### YOUR ASSIGNMENT:
The answer is to be an exact copy of the lines below running from the line with "PR #185, opened 2017-03-08" down to the line with "from. Will be used with Expeditor.", both ends included, and nothing more.
____
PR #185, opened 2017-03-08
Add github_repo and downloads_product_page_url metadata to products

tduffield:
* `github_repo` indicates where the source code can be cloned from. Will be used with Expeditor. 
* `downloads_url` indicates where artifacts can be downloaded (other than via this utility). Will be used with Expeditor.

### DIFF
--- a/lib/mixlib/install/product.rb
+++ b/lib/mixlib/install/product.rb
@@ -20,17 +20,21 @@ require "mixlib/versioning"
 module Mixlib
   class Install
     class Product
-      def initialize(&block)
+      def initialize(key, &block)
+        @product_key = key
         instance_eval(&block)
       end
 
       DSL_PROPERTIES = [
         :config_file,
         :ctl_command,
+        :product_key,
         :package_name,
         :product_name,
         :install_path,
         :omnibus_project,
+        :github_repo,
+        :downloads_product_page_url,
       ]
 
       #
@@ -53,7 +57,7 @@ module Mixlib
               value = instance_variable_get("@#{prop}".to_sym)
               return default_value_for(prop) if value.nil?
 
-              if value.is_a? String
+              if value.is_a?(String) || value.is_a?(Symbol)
____
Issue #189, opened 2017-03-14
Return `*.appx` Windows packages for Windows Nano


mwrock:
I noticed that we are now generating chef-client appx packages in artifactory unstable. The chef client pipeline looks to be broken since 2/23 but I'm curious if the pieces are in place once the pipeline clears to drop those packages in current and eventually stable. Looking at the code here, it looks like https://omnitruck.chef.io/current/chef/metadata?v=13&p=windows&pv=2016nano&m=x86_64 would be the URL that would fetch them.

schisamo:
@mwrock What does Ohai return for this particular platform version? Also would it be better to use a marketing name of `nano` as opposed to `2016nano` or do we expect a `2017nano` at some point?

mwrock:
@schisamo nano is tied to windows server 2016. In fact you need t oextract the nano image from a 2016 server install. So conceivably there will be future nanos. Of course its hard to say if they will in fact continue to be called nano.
____
### RESPONSE FOR THIS EXERCISE:
PR #185, opened 2017-03-08
Add github_repo and downloads_product_page_url metadata to products

tduffield:
* `github_repo` indicates where the source code can be cloned from. Will be used with Expeditor. 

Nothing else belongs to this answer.